Stored data ▸
--- --- ---
PR #2068, opened 2015-04-23
added compatibility for esxi 3rd party distributed switches

tracyde:
Fixes #2058

PR #4444, opened 2017-01-23
support for esxi 3rd party distributed switches

### LINKED ISSUE #2058: ESXI 3rd party distributed switches not finding VM IP
There are cases where 3rd party distributed switches do not respond correctly to the `esxcli network vm port list` and can only be queried by issuing a `vim-cmd vmsvc/get.guest` command.

mwhooker:
Replaces #2068

Fixes #2058

@makeacode would you mind testing this

@tracyde would you mind reviewing?

### DIFF
--- a/builder/vmware/iso/builder.go
+++ b/builder/vmware/iso/builder.go
@@ -37,20 +37,21 @@ type Config struct {
 	vmwcommon.ToolsConfig    `mapstructure:",squash"`
 	vmwcommon.VMXConfig      `mapstructure:",squash"`
 
-	AdditionalDiskSize  []uint   `mapstructure:"disk_additional_size"`
-	DiskName            string   `mapstructure:"vmdk_name"`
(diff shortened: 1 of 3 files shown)


makeacode:
I'll try to get this tested tomorrow...while this "should" work it will skip the loop that was added to handle multiple NICs.  In my case this isn't a big deal.  I have been playing with still being able to handle multiple NICs but the output of "vim-cmd vmsvc/get.guest" is JSON-like but not quite.  I was playing with some fancy grep/awk action to see if i could pick out the proper lines.  I can submit that as a separate pull request if i get it working.

mwhooker:
@makeacode ok sounds good. I have no idea what I'm doing here, so depending on community to make sure it's correct.

My impression was that the nic loop was unneeded if we were in 3rd party compatibility mode

mwhooker:
Closing since this doesn't seem like an issue any more. If someone would like to help test I can reopen.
--- --- ---
Required work ▸ Nothing should appear in the answer except the lines from the one with "My impression was" through the final line of the records, written exactly.

Answer space ▸
My impression was that the nic loop was unneeded if we were in 3rd party compatibility mode

mwhooker:
Closing since this doesn't seem like an issue any more. If someone would like to help test I can reopen.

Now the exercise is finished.